# Wallwik wallpaper removal system



## daArch

Has anyone tried the Wallwik wallpaper removal system? It's an expensive system in which you soak their sheets (a non-woven fabric) in their stripping solution and then apply those dripping wet sheets to the wallpaper and let them sit. You need to keep rewetting so they don't dry out.

You all know me, I'm not much for gimicks, but I do love new worthy tools. The first time I saw the wallwik wallpaper removal system I thought it had some possibilities, but then I realized that it's a lot of money to pay for an old system we professionals use in very rare instances. In some cases, we will roll a pre-mixed paste (Roman 880 is best for this) on the existing wallcovering and then cover it with plastic sheeting. The plastic keeps the paste from drying and after a few hours the paper will easily pull off. This works when the pulp paper has to come off a liner and not destroy the liner and sometimes works on removing paper from unprimed sheet rock. For some reason this method works better than soaking the walls (and liner or sheetrock) with gallons of water. I assume Wallwik got their idea from this method.

But I digress. Back to the original question. Has anyone tried the Wallwik removal system? I was wondering if was worth the hype and expense or if the "old fashioned" way is still the best.

Always looking for more toys ....... ah, I mean TOOLS !!


----------



## ProWallGuy

:laughing:


----------



## chrisn

:laughing::thumbsup:


----------



## daArch

Yah, you guys are probably right, not too many professionals have used it.

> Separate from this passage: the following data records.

PR #374, opened 2017-06-20
fix implicit attribute use in duplicate-id

WilcoFiers:
The id property can be overloaded, so we should use getAttribute()

### DIFF
--- a/lib/checks/aria/required-parent.js
+++ b/lib/checks/aria/required-parent.js
@@ -34,11 +34,12 @@ function getAriaOwners(element) {
 		o = null;
 
 	while (element) {
-		if (element.id) {
-			o = document.querySelector('[aria-owns~=' + axe.commons.utils.escapeSelector(element.id) + ']');
+		if (element.getAttribute('id')) {
+			const id = axe.commons.utils.escapeSelector(element.getAttribute('id'));
+			o = document.querySelector(`[aria-owns~=${id}]`);
 			if (o) { owners.push(o); }
 		}
-		element = element.parentNode;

Maybe I should join DIYchatroom and ask there. I think it's geared more for Suzie and Harry.

But ya know, sometimes a DIY product has merit once in a while.


----------



## WisePainter

ouch, paster on paster violence...

what is the world coming to?


----------



## TooledUp

daArch said:


> Always looking for more toys ....... ah, I mean TOOLS !!

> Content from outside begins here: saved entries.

PR #376, opened 2017-06-22
fix: Properly output error stack

WilcoFiers:
Small fix to ensure the stack is always exposed when a check throws an exception. This should make it much easier for us to track down problems people find in axe using the extensions.

### DIFF
--- a/lib/core/base/audit.js
+++ b/lib/core/base/audit.js
@@ -165,7 +165,7 @@ Audit.prototype.run = function (context, options, resolve, reject) {
 							result: axe.constants.CANTTELL,
 							description: 'An error occured while running this rule',
 							message: err.message,
-							help: err.stack || err.message,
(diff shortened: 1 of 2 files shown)


lib/core/base/audit.js
```diff
@@ -165,7 +165,7 @@ Audit.prototype.run = function (context, options, resolve, reject) {
 							result: axe.constants.CANTTELL,
 							description: 'An error occured while running this rule',
 							message: err.message,
-							help: err.stack || err.message,
```
marcysutton: Does anything depend on `help` being a part of this object, or was that just for manual debugging info?

WilcoFiers: No. The reason I deleted this is because this actually didn't work. This `help` property is actually overwritten later, so this line did nothing.

Issue #1762, opened 2019-08-09
aria-required-children false positive for almost empty nodes


WilcoFiers:
The `aria-required-children` rule has a `reviewEmpty` option, which tells axe-core what roles to fail when they are empty, and which ones not to. For example, `listbox` is allowed to be empty.

```html
<div role="listbox" aria-label="Select nothing"></div>
```

That element shouldn't fail. However, if we put something innocuous in it, like this:

```html
<div role="listbox" aria-label="Select nothing">
  <div></div>
</div>
```

Axe-core fails the element. This happens because axe-core only looks if there are any children at all. I think axe-core needs to be a bit smarter about when to consider an item "empty".

I think the best way to do this, is to see if there are any "owned elements". I'm not entirely sure about the best way to solve this. We could maybe look at the owned elements and check if they have a role or an accessible name? That may create other gaps.

straker:
At what point does the element become non-empty? If it has a role but no text content? When it has just text content? What about implicit role elements like `<nav>`? Or if the `<nav>` element has an `aria-label` on it but no text content?

jeankaplansky:
@straker : technically, an element becomes non-empty when you add any text or markup within the start and end tags (XML definition). Attributes aren't considered content. Here's Mozilla's official: https://developer.mozilla.org/en-US/docs/Glossary/Empty_element

chandana7393:
Tested, working as expected.
![aria_role_children](https://user-images.githubusercontent.com/45285854/64336685-32f26c80-cffb-11e9-88e0-8d4d07fae99a.PNG)

**Tested Environment:**
Attest - 2.6.1.24714v
Axe - 3.9.0.24714v
Axe-coconut - 3.9.0.24804v
Chrome - 76.0.3809.132v
Firefox - 68.0.2v
OS - Windows 10 64 bit.

PR #1791, opened 2019-08-28
fix(aria-required-children): allow reviewEmpty nodes to have empty children

straker:
Allow `reviewEmpty` roles to have empty children so long as the child does not have a role.

Closes issue: #1762

## Reviewer checks

### DIFF
--- a/lib/checks/aria/required-children.js
+++ b/lib/checks/aria/required-children.js
@@ -95,11 +95,15 @@ function missingRequiredChildren(node, childRoles, all, role) {
 	return null;
 }
 
-function hasChildWithRole(node) {
+function hasDecendantWithRole(node) {
 	return (
 		node.children &&
 		node.children.some(child => {
-			return axe.commons.aria.getRole(child) || hasChildWithRole(child);
+			const role = axe.commons.aria.getRole(child);
+			return (
+				!['presentation', 'none', null].includes(role) ||
+				hasDecendantWithRole(child)
+			);
 		})
 	);
 }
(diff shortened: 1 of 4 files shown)


lib/checks/aria/required-children.js
```diff
@@ -94,6 +95,15 @@ function missingRequiredChildren(node, childRoles, all, role) {
 	return null;
 }
 
+function hasChildWithRole(node) {
```
WilcoFiers: This is a bit of a misnomer. Can you rename this to `hasDescendantsWithRole`?

lib/checks/aria/required-children.js
```diff
@@ -94,6 +95,15 @@ function missingRequiredChildren(node, childRoles, all, role) {
...
+	return (
+		node.children &&
+		node.children.some(child => {
+			return axe.commons.aria.getRole(child) || hasChildWithRole(child);
```
WilcoFiers: This should ignore role=none/presentation. Should we add an option to `getRole` so that it returns `null` if the role is `presentation` or `none`? We seem to be doing a lot of this: `!['presentation', 'none'].includes(role)`

Maybe we can make this:

```js
getRole(elm, { noPresentation: true })
```

lib/checks/aria/required-children.js
```diff
@@ -119,7 +129,8 @@ this.data(missing);
 // Only review empty nodes when a node is both empty and does not have an aria-owns relationship
 if (
 	reviewEmpty.includes(role) &&
-	node.children.length === 0 &&
+	!hasContentVirtual(virtualNode) &&
```
WilcoFiers: I think this should have `ignoreAria: true`, otherwise I think this will be picked up:

```html
<div role="list" aria-label="My list"><span></span></div>
```

Issue #1780, opened 2019-08-21
Check the "axeVersion" property for axe.configure for compatibility


WilcoFiers:
When calling `axe.configure()` with a "axeVersion" property, axe-core should check if that version of the custom rule is compatible with the axe-core version that's used. Custom rules are compatible with all patch and minor updates that are the same as, or newer than those in "axeVersion". So:

```js
axe.configure({
  rulesetVersion: '2.5.1',
  rules,
  checks
})
```

- 2.5.1 is compatible with 2.5.1
- 2.5.1 is compatible with 2.6.2
- 2.5.1 is compatible with 2.5.1-canary.2664bae
- 2.5.1-canary.2664bae is compatible with 2.5.2
- 2.5.1 is not compatible with 2.5.0
- 2.5.1 is not compatible with 2.4.3
- 2.5.1 is not compatible with 3.x.x
- 2.5.1-canary.2664bae is not compatible with 2.5.1
- 2.5.1-canary.2664bae is not compatible with 2.5.1-canary.a5d727c (since we can't tell which was released first, canary versions are only compatible with themselves, and any future stable release).

If axe.configure is called with an incompatible version, axe-core should throw a **meaningful** error.

**Edit**: The `ver` property has been renamed to `axeVersion`. We will add support for `ver`, but have it only be available as a deprecated feature, that will be removed as of the next major release.

aellsey:
@WilcoFiers @awpearlm will we need design for the "meaningful error"? How do you see this change impacting the user experience?

stephenmathieson:
Why "ver"? It's not a word.

WilcoFiers:
See update above, renamed `ver` to `rulesetVersion`.

isner:
Corresponding Comply ticket to accommodate this change:

**Accommodate axe 3.4 version-compatibility checking**
https://dequesrc.atlassian.net/browse/COM-1865

WilcoFiers:
I've updated the above example to include canary versions.

chandana7393:
@straker what needs to be QA here?? Can you please provide the required steps.

straker:
Just that setting different `axeVersion` values of against the used version of axe either throws an error or doesn't in accordance with @WilcoFiers description.

somaalapati:
@chandana7393 steps to verify this ticket:

1. Launch Attest extension.
2. Navigate to Rules panel.
3. Select axe-version '3.0.3' from axe versions dropdown.
[...]

PR #1793, opened 2019-08-29
feature(configure): add ver property that checks compatibility axe.version

straker:
Closes issue: #1780

## Reviewer checks

### DIFF
--- a/lib/core/public/configure.js
+++ b/lib/core/public/configure.js
@@ -8,6 +8,21 @@ function configureChecksRulesAndBranding(spec) {
 		throw new Error('No audit configured');
 	}
 
+	if (spec.ver) {
+		let [major, minor, patch] = spec.ver.split('.').map(Number);
+		let [axeMajor, axeMinor, axePatch] = axe.version.split('.').map(Number);
+
+		if (
+			major !== axeMajor ||
+			axeMinor < minor ||
+			(axeMinor === minor && axePatch < patch)
+		) {
+			throw new Error(
+				'Configured version is not compatible with current axe version'
+			);
+		}
+	}
+
 	if (
 		spec.reporter &&
 		(typeof spec.reporter === 'function' || reporters[spec.reporter])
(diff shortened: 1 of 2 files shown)


doc/API.md
```diff
@@ -164,7 +164,8 @@ axe.configure({
 	reporter: 'option',
 	checks: [Object],
 	rules: [Object],
-	locale: Object
+	locale: Object,
+	ver: String
```
stephenmathieson: Why `ver` rather than `version`?

lib/core/public/configure.js
```diff
@@ -8,6 +8,21 @@ function configureChecksRulesAndBranding(spec) {
...
 	}
 
+	if (spec.ver) {
+		let [major, minor, patch] = spec.ver.split('.').map(Number);
+		let [axeMajor, axeMinor, axePatch] = axe.version.split('.').map(Number);
+
+		if (
+			major !== axeMajor ||
+			axeMinor < minor ||
+			(axeMinor === minor && axePatch < patch)
```
stephenmathieson: Should this be `axePatch <= patch`?

test/core/public/configure.js
```diff
@@ -555,4 +557,64 @@ describe('axe.configure', function() {
 			});
 		});
 	});
+
+	describe('given a version property', function() {
```
stephenmathieson: Given a "version" property or a "ver" property?

lib/core/public/configure.js
straker: we shouldn't error if the patches are equal

stephenmathieson: Good point. My bad.

stephenmathieson:
I think we should also update the TypeScript definition.

straker:
@WilcoFiers did you have any particular reason why you wanted the name of the prop to be `ver` instead of `version`?

doc/API.md
WilcoFiers: Discussed during standup today. Proposal is to deprecate `ver` and to use `axeVersion`. We'll support both for a while, but will eventually drop `ver`.

@downzer0 WDYT?

WilcoFiers: Got feedback, yup, we're going with `axeVersion`, and have `ver` be an alternative, only if `axeVersion` isn't set. Please mark `ver` as deprecated in the docs as well.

Here ya go Bill Get your seambusters around this thing :thumbsup:


----------



## mistcoat

TooledUp said:


> Here ya go Bill Get your seambusters around this thing :thumbsup:


I like the way (she) uses her middle finger to smooth the bit of rough down :whistling2:


----------



## TooledUp

mistcoat said:


> I like the way (she) uses her middle finger to smooth the bit of rough down :whistling2:


I'll bet she's a dab hand with caulk...


----------



## daArch

TooledUp said:


> Here ya go Bill Get your seambusters around this thing :thumbsup:



Yah know, I'm kinda intrigued by that tool. I wonder if it will trim my moustache too ?

May have to post it over on the NGPP board - but don't worry, I'll give YOU the credit :thumbsup:


----------



## TooledUp

daArch said:


> Yah know, I'm kinda intrigued by that tool.

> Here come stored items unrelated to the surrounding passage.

Issue #1784, opened 2019-08-23
Add lang query string to help URLs


WilcoFiers:
To support DQU's localisation, axe-core's help URLs should include a language code, for example:

```
https://dequeuniversity.com/rules/axe/3.3/html-has-lang?lang=jp
```

This can be set when `axe.configure()` is called with a new locale.

jeankaplansky:
@straker: This isn't a new rule, but is it something we should include in the release notes?

jeankaplansky:
Added to release notes 10/14/2019

padmavemulapati:
Verified this ticket, I am seeing the help URL, for language attribute is:  https://dequeuniversity.com/rules/axe/3.3/html-has-lang?lang=ja (not lang=jp) 
@WilcoFiers , can you please confirm that we are expecting "japanese" language , is n't it?

straker:
Opened a separate issue #1861.

padmavemulapati:
As this issue is tracking in #1861, closing this ticket

PR #1794, opened 2019-08-29
feat(audit): add lang query paramenter to help urls

straker:
Closes issue: #1784

## Reviewer checks

### DIFF
--- a/lib/core/base/audit.js
+++ b/lib/core/base/audit.js
@@ -37,6 +37,7 @@ function Audit(audit) {
 	this.brand = 'axe';
 	this.application = 'axeAPI';
 	this.tagExclude = ['experimental'];
+	this.lang = 'en';
 
 	this.defaultConfig = audit;
 	this._init();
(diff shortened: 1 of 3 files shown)


straker:
As a side note, I noticed that a lot of the function in audit don't have any tests. For example, `addCheck`, `addRule`, and `applyLocale` don't have any specific tests.

lib/core/base/audit.js
```diff
@@ -651,7 +657,8 @@ function getHelpUrl({ brand, application }, ruleId, version) {
 		'/' +
 		ruleId +
 		'?application=' +
-		application
+		application +
+		(lang && lang !== 'en' ? '&lang=' + lang : '')
```
WilcoFiers: Can you escape `lang` here, and maybe while you're at it, do the same for `application`?

test/core/base/audit.js
```diff
@@ -236,6 +236,24 @@ describe('Audit', function() {
 				'https://dequeuniversity.com/rules/axe/1.0/target?application=axeAPI'
 			);
 		});
+		it('sets the lang query if locale has been set', function() {
```
WilcoFiers: Can you add a test to make sure this is passed in from `axe.configure`? That's the API that we actually want to have direct this.

PR #1805, opened 2019-09-09
[WIP] test: switch to karma for testing

straker:
Switching out grunt for running tests to using karma. 

**NOTE:** tests will fail until I swap out `npm test` to use karma

## Reviewer checks


test/core/base/audit.js
```diff
@@ -604,100 +604,96 @@ describe('Audit', function() {
...
-					id: 'no-preload-check',
-					evaluate: function(node, options, vNode, context) {
-						noPreloadCheckedInvokedTime = new Date();
-						noPreloadRuleCheckEvaluateInvoked = true;
-						var ready = this.async();
-						setTimeout(function() {
-							ready(true);
-						}, 1000);
-					}
+		it('should run rules (that do not need preload) and preload assets simultaneously', function(done) {
```
straker: showing that we can remove all our phantomjs conditionals

test/core/index.js
```diff
@@ -1,10 +0,0 @@
-describe('index', function() {
```
straker: This file wasn't doing anything as `src/core/index.js` wasn't redefining these things

test/core/public/run-rules.js
```diff
@@ -344,7 +344,7 @@ describe('runRules', function() {
 		});
 
 		fixture.innerHTML =
-			'<div id="t1"><span></span></div><div id="t2"><em></em></div>';
+			'<div id="t1"><em></em></div><div id="t2"><em></em></div>';
```
straker: We no longer have karma output in the test file so these selectors were now unique and the target didn't need a child selector. Updated to force non-unique nodes

test/core/utils/preload-cssom.js
```diff
@@ -39,7 +39,7 @@ describe('axe.utils.preloadCssom', function() {
 		var actual = axe.utils.preloadCssom({ treeRoot: treeRoot });
 		actual
 			.then(function(cssom) {
-				assert.isAtLeast(cssom.length, 2);
+				assert.isAtLeast(cssom.length, 1);
```
straker: We no longer have additional CSS files in test file so there is only the 1 file stylesheet now

test/testutils.js
```diff
@@ -10,6 +10,10 @@ if (window.__AXE_EXTENSION__) {
 /*eslint indent: 0*/
 var testUtils = {};
 
+var fixture = document.createElement('div');
```
straker: We don't use the `runner.tmpl` file anymore so need to create the fixture element

jkodu: You could use something like [karma fixture](https://www.npmjs.com/package/karma-fixture). This will help reduce the number of changes that you have to do to make integration tests work.

test/core/base/audit.js
```diff
@@ -604,100 +604,96 @@ describe('Audit', function() {
...
+			/**
+			 * Note:
+			 * overriding and resolving both check and preload with a delay,
```
jkodu:
```suggestion
			 * overridden and resolving both check and preload with a delay,
```

straker:
Closing for now. Will try again after 4.0

Issue #525, opened 2017-09-15
getElmScrollRecursive fails on SVG in some browsers


fofr:
When recursing through the DOM to calculate the scroll position here: https://github.com/dequelabs/axe-core/blob/83daaa53023c8ad5ea927244617cf7807bf1fd37/lib/core/utils/scroll-state.js#L32-L40

If the code encounters an SVG it essentially runs, `document.querySelector('svg').children`. This doesn't always return an HTMLCollection object which in turn causes `Array.from` to error.

JS fiddle demonstrating issue:
https://jsfiddle.net/uvftjtre/2/ (version 3.0.0.alpha.4)

Running the above example in EDGE:
```
Array.from: argument is not an Object
```

Running in IE11 will return:
```
TypeError: Array.from requires an array-like object - not null or undefined
```

This error surfaced when running automated tests through Phantom JS 1.9.7

More context:
https://stackoverflow.com/questions/7935689/what-is-the-difference-between-children-and-childnodes-in-javascript#7935719

WilcoFiers:
Problem turns out to be that .children is undefined. The work around is to use .childNodes instead and filter them for elements.

benbcai:
@WilcoFiers This issue causes our accessibility tests to fail on any page that contains an SVG element. Looks like this is scheduled to be fixed in axe-core 3.4. Do you have a timeframe when 3.4 is scheduled to be released?

emilyrohrbough:
Do you expect the changes be to add fallback for childNodes like:
```diff
- return Array.from(root.children).reduce((scrolls, elm) => { 
+ return Array.from(root.children || root.childNodes || []).reduce((scrolls, elm) => { 
```
or are the scroll position of SVG children necessary to worry about?

benbcai:
Another option could something like [this](https://developer.mozilla.org/en-US/docs/Web/API/ParentNode/children#Polyfill).

```diff
+ var i = 0
+ var node;
+ var nodes = root.childNodes;
+ var children = [];

+ while (node = nodes[i++]) {
+ 	if (node.nodeType === Node.ELEMENT_NODE) {
+ 		children.push(node);
+ 	}
+ }
- return Array.from(root.children).reduce((scrolls, elm) => { 
+ return Array.from(children).reduce((scrolls, elm) => { 
```

@WilcoFiers What are your thoughts?

benbcai:
[...]

PR #1820, opened 2019-09-20
fix(utils): Fix error in IE when getting scroll state on page with SVG elements

benbcai:
For any page in IE that has an SVG element, accessing `.children` on an SVGElement when getting the scroll state would return `undefined` and ends up throwing an exception. Other browsers treat SVGs as HTMLCollections but IE treats them as SVGElement.

Closes issue: #525

## Reviewer checks

### DIFF
--- a/lib/core/utils/scroll-state.js
+++ b/lib/core/utils/scroll-state.js
@@ -14,13 +14,16 @@ function setScroll(elm, top, left) {
  * Create an array scroll positions from descending elements
  */
 function getElmScrollRecursive(root) {
-	return Array.from(root.children).reduce((scrolls, elm) => {
-		const scroll = axe.utils.getScroll(elm);
-		if (scroll) {
-			scrolls.push(scroll);
-		}
-		return scrolls.concat(getElmScrollRecursive(elm));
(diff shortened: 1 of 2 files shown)


benbcai:
@WilcoFiers @straker Could you please take a look at this pull request? This issue is breaking my tests and blocking by project.

lib/core/utils/scroll-state.js
```diff
@@ -14,13 +14,16 @@ function setScroll(elm, top, left) {
...
  */
 function getElmScrollRecursive(root) {
-	return Array.from(root.children).reduce((scrolls, elm) => {
-		const scroll = axe.utils.getScroll(elm);
-		if (scroll) {
-			scrolls.push(scroll);
-		}
-		return scrolls.concat(getElmScrollRecursive(elm));
-	}, []);
+	return Array.from(root.children || root.childNodes || []).reduce(
```
stephenmathieson: I'm late to the party, but it would be nice to see a "SVGs in IE don't have .children" (or alike) comment here. Otherwise a future developer may not know what this is for.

It does look interesting. I think it could be the paper hanger's answer to the accubrush


----------



## Bender

Ahem...


If you need to remove wallpaper you should hire a pro








:thumbup:How'd I do?


----------



## chrisn

But ya know, sometimes a DIY product has merit once in a while.

Name one.


----------



## daArch

chrisn said:


> Name one.






ahhhhh.........












let me get back to you on that


----------



## TooledUp

An older painter that I used to work with was once a foreman for a large contractor. Many years ago a paint rep came into their yard one morning and took out some new fangled painting aids. 

He went up to the owner, "Here you are" he said. "Take these for your men to try and let me know how they get on with them".

The owner of the contractor business said "Thanks very much, I'll certainly let the men try them out". 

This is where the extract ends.